Z jednej strony - wszyscy chcą żeby zatrudniać kobiety w ciąży, z drugiej - jak już zatrudniasz to trzeba sie szykować na sledztwo jakie ZUS przeprowadzi wobec pracodawcy, bo na 100% chce oszukać biedne panstwo...
- Zarejestrowany: 17.09.2008, 06:35
- Posty: 4070
Na forach prawnych znalzałam takie informacje:
"Pracownica nie ma obowiązku poinformowania o ciąży, ale wtedy umowa rozwiąże się z datą jaka jest na umowie. Jeśli poinformuje, to umowa będzie trwała do dnia porodu, potem przysługuje zasiłek macierzyński. Obowiązki pracodawcy: przedłużyć umowę do dnia porodu, jeśli pracuje w warunkach szkodliwyc zmienić obowiązki (np. jeśli powyżej 4 h przy komputerze, to odsunąć od komputera), nie może zlecić pracy po godzinach, w porze nocnej.
Jeśli umowa na czas określony kończy się przed rozpoczęciem 4 miesiąca ciąży to nie musi być przedłużana"
A więc reasumując - jesli poinformowalaś pracodawcę o ciązy i jest ona wyższa niż 4 miesiące - nie miał prawa dać ci wypowiedzenia i dodatkowo umowa przedłuża się do dnia porodu.
Jeśli nie poinformowalas pracodawcy o ciąży ( a np. zrobił to za ciebie ktoś "życzliwy"), pracodawca miał prawo dac ci wypowiedzenie i nic z tym nie zrobisz.

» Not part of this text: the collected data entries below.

PR #162, opened 2022-06-24
Do not use "not" as it is not defined in MSVC

wolfv:
Additionally, the symbols are also not `dllexport`'ed for Windows/MSVC.

I've fixed that by adding `set(CMAKE_WINDOWS_EXPORT_ALL_SYMBOLS 1)`, but maybe you prefer manual visibility annotations?


jonbinney:
Sorry for the delayed response, and thanks for the fix! As far as exporting symbols - using CMAKE_WINDOWS_EXPORT_ALL_SYMBOLS sounds good to me.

- Zarejestrowany: 17.09.2008, 06:35
- Posty: 4070
Tak więc wszystko rozbija się o to czy to ty poinformowałaś o ciąży czy nie. Jesli tak - to praacodawca będzie musiał udowodnic że jest inaczej. Idź z tym wypowiedzeniem i powiedz że przepisy nie pozwalają na danie ci tego wypowiedzenia. Że umowa przedłuża się z automatu do dnia porodu i tyle. Jak pracodawca chce - pójdziesz do sądu pracy.
I nie ma tu NIC do tego likwidacja punktu - pracodawca MUSI znaleźc ci inny punkt do czasu porodu.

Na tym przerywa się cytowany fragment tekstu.